= Maria Eklund =

Russian-born Swedish conductor

Maria Eklund (born 1973) is a Russian-born Swedish conductor. In 2005, she became the first woman to conduct an orchestra at the Bolshoi Theater in Moscow, breaking the barriers of what so far was a strictly male area of expertise. She conducted The Golden Cockerel by Rimsky-Korsakov.

==Early life and education==

Eklund was born in Moscow in a family of Russian intelligentsia. Her paternal grandmother was an accomplished pianist who graduated from The Moscow Conservatoire at the same time as the pianist and conductor Vladimir Ashkenazy. Her paternal grandfather is a physics scientist who worked at The Kurtchatov Institute in Moscow before relocating to Switzerland. She gained a university degree in choir conducting and pedagogical training in subjects such as conducting at Master level at the Tchaikovsky Conservatory, in the class of Viktor Krasnoshekov, and Gnesin's Music Academy, in the class of Galina Rozdestvenskaya (1992–1997).

She took a postgraduate course at the Royal College of Music in Stockholm in orchestral and choir conducting (1997–2000), in the class of Anders Eby and Jing Wang.

==Orchestras conducted==

Eklund has conducted the Gothenburg Symphony Orchestra, Gävle Symphony Orchestra, Västerås Sinfonietta, the Norrland Opera Orchestra, Nordic Chamber Orchestra, Folk Opera, Stockholm Strauss Orchestra, Swedish Wind Ensemble, Linköping Wind Ensemble, the Royal Swedish Navy Band, the Bolshoi Theatre, the Arena di Verona, Moscow Philharmonic Orchestra, Russian State Symphony Orchestra, St. Petersburg State Symphony Orchestra, the Berlin Sinfonietta, the China National Opera, Krasnoyarsk Opera Theatre, the Ulyanovsk Symphony Orchestra, Tomsk Symphony Orchestra, the Orchestra "Moscow Philharmonic", the Russian State Symphonic Capella, Brno Symphony Orchestra, Orchestra of the Royal Academy in London and others.
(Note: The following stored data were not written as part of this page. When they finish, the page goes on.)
PR #3022, opened 2026-07-30
fix(database): bound HotCache CAS retries with jittered backoff and observability

### LINKED ISSUE #2286: database: bound HotCache CAS retry loops under contention
## Summary

`HotCache.Put()` uses an unbounded CAS retry loop.

## Audit Details

Finding ID: L5, LOW database/concurrency finding.

Affected file: `database/hot_cache.go`.

The audit found copy-on-write cache update logic that retries `CompareAndSwap` until it succeeds. Under normal contention it should converge quickly, but there is no explicit retry budget or fallback.

Impact: theoretical livelock or excessive CPU under extreme contention. Correctness should not depend on a cache write succeeding.

## What Needs to Happen

1. Add a retry budget or backoff strategy to `HotCache.Put()`.
2. Decide what happens when the budget is exceeded: drop the cache write, retry under a mutex, or emit a metric.
3. Add a stress/concurrency test for high write contention.
4. Keep the cache best-effort.

## Acceptance Criteria

- Cache insertion cannot spin forever under contention.
- Tests cover concurrent writes.

arepala-uml:
**Summary**

- Bounds all `HotCache` CAS retry loops with a fixed retry budget and jittered backoff. Updates are safely dropped when the budget is exhausted, resolving audit finding L5.
- Added statistics, Prometheus metrics, and optional logging for contention and dropped cache updates.

**Changes**

`database/hot_cache.go`

- Added bounded CAS retries and yield-then-jitter backoff.
- Applied the behavior to Put, access tracking, and eviction.
- Added contention statistics through CASStats().
- Added optional warnings for dropped updates.
- Added Prometheus registration for four CAS metrics.

`database/hot_cache_test.go`

- Added high-contention completion and progress coverage.
- Added retry-budget exhaustion and post-fallback usability coverage.
- Added optional-logging tests.
- Added Prometheus registration and value tests.

`database/cbor_cache.go`

- Connected logging and CAS metrics to the UTxO and transaction hot caches.

`database/database.go`
- Configured HotCache logging during database initialization.
- Registered HotCache metrics when Prometheus is enabled.

`ARCHITECTURE.md`

- Documented bounded retries, backoff, best-effort drops, and related metrics.

Closes #2286 

---
## Summary by cubic
Bound all `HotCache` CAS loops with a small retry budget and jittered backoff to stop unbounded spinning; eviction now happens in the same `Put` CAS attempt and byte‑limit accounting is kept inside the CAS snapshot to enforce max‑bytes race‑free. Adds counters, Prometheus metrics, and rate‑limited warnings for dropped best‑effort updates. Closes #2286.

- **Bug Fixes**
  - Guarantee limit enforcement by folding eviction into `Put` and tracking total bytes inside the CAS snapshot; fixes races that left the cache oversized or undercounted under contention.
  - Bound CAS retries (default 16) with yield‑then‑jittered backoff across `Put` and probabilistic access tracking; on budget exhaustion the update is dropped instead of spinning.

- **New Features**
  - `CASStats()` and Prometheus counters for CAS attempts, aborted writers, commits after backoff, and total backoff time (labeled `cache=utxo|tx`); metrics registration is idempotent.
  - Optional, rate‑limited warning logs for dropped updates via `TieredCborCache.SetLogger`; `database.New` installs a no‑op logger by default, wires it to both hot caches, and registers CAS metrics when `PromRegistry` is set; `ARCHITECTURE.md` updated and focused `evictToFit` tests added.

<sup>Written for commit cccf9d60ef5c2f1ffcf0d4c26d96f646a3390ca5. Summary will update on new commits.</sup>

<a href="https://cubic.dev/pr/blinklabs-io/dingo/pull/3022?utm_source=github" target="_blank" rel="noopener noreferrer" data-no-image-dialog="true"><picture><source media="(prefers-color-scheme: dark)" srcset="https://www.cubic.dev/buttons/review-in-cubic-dark.svg"><source media="(prefers-color-scheme: light)" srcset="https://www.cubic.dev/buttons/review-in-cubic-light.svg">Review in cubic</picture></a>

## Summary by CodeRabbit

- **New Features**
  - Added monitoring for hot-cache contention, including retry attempts, aborted updates, and backoff activity.
  - Added optional warning logs when cache updates are abandoned after repeated contention.
  - Added APIs to configure logging and register cache metrics with Prometheus.

- **Performance & Reliability**
  - Bounded cache update retries to prevent prolonged blocking under heavy concurrent activity.
  - Improved responsiveness during high-contention workloads while keeping the cache operational.


database/database.go
```diff
@@ -191,6 +192,12 @@ func New(config *Config, stores Stores) (*Database, error) {
 				"error", err,
 			)
 		}
+		if err := db.cborCache.RegisterCASMetrics(configCopy.PromRegistry); err != nil {
+			configCopy.Logger.Warn(
+				"failed to register hot cache CAS metrics",
+				"error", err,
+			)
+		}
```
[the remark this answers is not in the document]
arepala-uml: Made the changes with proposed fix and please check it.

database/hot_cache_test.go
```diff
@@ -233,6 +237,174 @@ func TestHotCacheLFUEviction(t *testing.T) {
...
+		t,
+		stats.SuccessfulCommitsAfterBackoff,
+		"at least one contended writer should make progress after backing off, "+
+			"not just terminate",
+	)
+	assert.Positive(
+		t,
+		stats.SuccessfulCommitBackoffTime,
+		"successful contended commits should report their cumulative backoff",
+	)
```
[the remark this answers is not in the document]
arepala-uml: Fixed by replacing both assertions with stats.Attempts > numGoroutines*numOperations — this is threshold-independent: it just proves that at least one writer needed more than one CAS attempt to commit (i.e., contention actually happened), without relying on how deep into the backoff schedule that retry landed.

database/hot_cache.go
```diff
@@ -286,12 +458,18 @@ func (c *HotCache) maybeEvict() {
...
 			return
 		}
-		// CAS failed, retry with fresh data
+		// CAS failed. Eviction is opportunistic and re-checked on every
+		// Put, so under sustained contention it's safe to abandon this
+		// attempt rather than spin: the next Put will retry it.
+		c.backoff(attempt)
 	}
+	c.writersAborted.Add(1)
+	c.logWriterAborted("evict")
```
wolf31o2: This bounded fallback can leave the cache permanently above maxSize/maxBytes. A Put may commit the over-limit snapshot, then eviction can lose all 16 CAS attempts to sampled access updates; if no later Put occurs, nothing retries eviction. I reproduced this with the default retry budget by filling a 10-entry cache, contending through Get access-count updates, and inserting one more key: across ten 50-round runs, 3–11 rounds per run finished oversized. Please make limit enforcement eventual/guaranteed—for example, include eviction in the insertion snapshot or prevent competing cache CAS updates while the evictor is active.

database/hot_cache.go
```diff
@@ -33,25 +39,173 @@ type hotCacheData struct {
...
+}
+
+// logWriterAborted logs the writer-aborted-after-budget event, if a logger
+// has been configured. op identifies which CAS loop gave up (put,
+// increment_access, or evict).
+func (c *HotCache) logWriterAborted(op string) {
+	if c.logger == nil {
+		return
+	}
+	c.logger.Warn(
```
wolf31o2, line 142: Please rate-limit or aggregate this warning. Database.New wires the normal node logger into both hot caches, so this is not optional in production: every dropped Put, access update, or eviction emits a WARN on the contention path. One local high-contention probe recorded 6,962 aborts from 20,000 puts, which would produce the same number of warnings and can replace CPU churn with log/I/O churn. The counter should remain authoritative, with logging sampled or rate-limited.

database/hot_cache.go
```diff
@@ -131,16 +286,27 @@ func (c *HotCache) Put(key []byte, cbor []byte) {
 		}
 
 		// Try to atomically update both maps together
+		c.casAttempts.Add(1)
 		if c.data.CompareAndSwap(oldData, newData) {
 			if c.maxBytes > 0 {
 				c.curBytes.Add(memDelta)
 			}
-			break
+			if backoffTime > 0 {
```
wolf31o2: These success-after-backoff counters are updated only by Put. incrementAccess and maybeEvict also back off, but on a later successful CAS they return without incrementing commitsAfterBackoff or commitBackoffNanos. That makes the exported stats/Prometheus metrics incomplete relative to their documentation, which describes copy-on-write updates generally. Please centralize the success accounting across all three loops or rename/document these as Put-only metrics.

wolf31o2 (changes requested):
Requesting changes because the bounded eviction fallback can leave HotCache above its configured entry or byte limit after contention stops. The current contention test does not exercise eviction (20 unique keys with a 50-entry limit). Please also rate-limit abort logging and make the successful-after-backoff metrics consistent across the CAS paths they claim to cover. GitHub CI and the targeted local race/static checks pass, but they do not cover the reproduced eviction interleaving.

database/hot_cache.go
arepala-uml: The added metrics were intended to cover all `HotCache` copy-on-write CAS updates, not only `Put()`. I centralized the success accounting in `recordSuccessfulCommit()` and now call it from both remaining CAS paths: `Put(`) and `incrementAccess()`. The separate `maybeEvict()` CAS loop was removed by folding eviction into the `Put()` snapshot, so eviction is covered by `Put()`’s accounting. This keeps the exported statistics and Prometheus metrics consistent across the paths they document.

database/hot_cache.go
arepala-uml: Addressed by rate-limiting abort warnings to at most one message per `HotCache` instance **per second**. Every aborted update still increments `writersAborted`, so the counter remains authoritative while duplicate warnings are suppressed. An atomic timestamp ensures concurrent aborts cannot emit a burst of warnings. I added a test that forces 1,000 aborts and verifies all 1,000 are counted while only one warning is logged.

database/hot_cache.go
arepala-uml: I have choson with the approach of including eviction in the same snapshot as `Put()`. We now trim the cache before CAS, so a successful insertion stays within `maxSize`. If all CAS attempts fail, we drop the complete insertion and keep the existing cache unchanged. I also added a contention test for this case. I am handling maxBytes separately because its byte counter is currently outside the CAS snapshot.

database/hot_cache.go
```diff
@@ -125,22 +320,38 @@ func (c *HotCache) Put(key []byte, cbor []byte) {
 		maps.Copy(newAccessCnt, oldData.accessCnt)
 		newAccessCnt[keyStr]++ // increment on put
 
+		// Trim to the configured limits as part of this same snapshot, using
+		// an estimate of post-insert bytes derived from the running counter;
+		// this mirrors how memDelta itself is computed relative to oldData
+		// and needs no per-Put O(n) resummation.
+		estimatedBytes := c.curBytes.Load() + memDelta
```
wolf31o2: `curBytes` is updated only after the snapshot CAS at lines 339-341, so it is not part of the state serialized by this CAS. Multiple concurrent Puts can successfully publish successive snapshots while each still observes the same stale/lower `curBytes`; none performs byte eviction, and the final cache can remain above `maxBytes` after contention stops. Please put the byte total in `hotCacheData` and update it atomically with the entries, or otherwise derive the estimate from the CAS-protected snapshot. Add a regression test with concurrent Puts and a small `maxBytes` limit.

wolf31o2 (changes requested):
Requesting changes: the bounded CAS work still does not make the configured byte limit safe under concurrent Put calls. Please fix the accounting/eviction interleaving and add a concurrent maxBytes regression test.

database/hot_cache.go
arepala-uml: Fixed it by moving `totalBytes` into the same CAS-protected snapshot as the cache entries. This prevents concurrent writes from seeing fresh entries with a stale byte count and allows `maxBytes` to be enforced correctly. Added tests to verify byte accounting remains accurate after eviction and the cache stays within `maxBytes` under heavy concurrent writes.

arepala-uml:
Ran the hotCache race tests 20 consecutive times to validate concurrent reads, writes, retry handling, and eviction behavior. All runs passed without race conditions or intermittent failures.

```
akrepala@akrepalas-MacBook-Pro dingo % go test -race -count=20 ./database -run 'TestHotCache'
ok      github.com/blinklabs-io/dingo/database  76.383s
```

wolf31o2 (approved):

==Involvement in gender equality in classical music==

Since 2012, Eklund has been actively involved in KUPP – a unique professional body for female conductors in Sweden which works towards gender equality within the profession of classical orchestra conducting. This association publishes annual reports on statistics of male and female soloist and conductors in Sweden, touching the areas of Swedish vs foreign musicians and agencies represented in classical music life of Sweden. Due to their work a vast amount of questions moved into public discussions in media and political venues, including regular meetings with the leaders of the Departments of Culture and personally with the Minister of Culture in Sweden.

==Personal life==

Eklund lives with her husband and son on the island of Lidingö within the city limits of Stockholm, Sweden.